Supplied data:

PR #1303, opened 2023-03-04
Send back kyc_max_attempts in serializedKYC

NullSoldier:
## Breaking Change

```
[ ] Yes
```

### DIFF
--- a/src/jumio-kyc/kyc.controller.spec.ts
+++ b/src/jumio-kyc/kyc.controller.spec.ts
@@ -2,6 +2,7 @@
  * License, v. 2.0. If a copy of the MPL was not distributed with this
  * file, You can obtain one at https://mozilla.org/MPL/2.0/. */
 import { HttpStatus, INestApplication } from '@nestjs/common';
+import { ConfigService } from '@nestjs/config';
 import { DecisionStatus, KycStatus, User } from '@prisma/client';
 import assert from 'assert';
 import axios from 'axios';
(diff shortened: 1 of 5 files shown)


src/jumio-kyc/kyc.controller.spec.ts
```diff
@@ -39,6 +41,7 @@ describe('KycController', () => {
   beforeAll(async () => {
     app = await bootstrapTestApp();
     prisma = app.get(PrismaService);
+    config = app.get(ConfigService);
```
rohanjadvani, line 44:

Prompt: Find how many lines in the material above hold the word "spec", then reply with only that figure.

Exercise answer: 3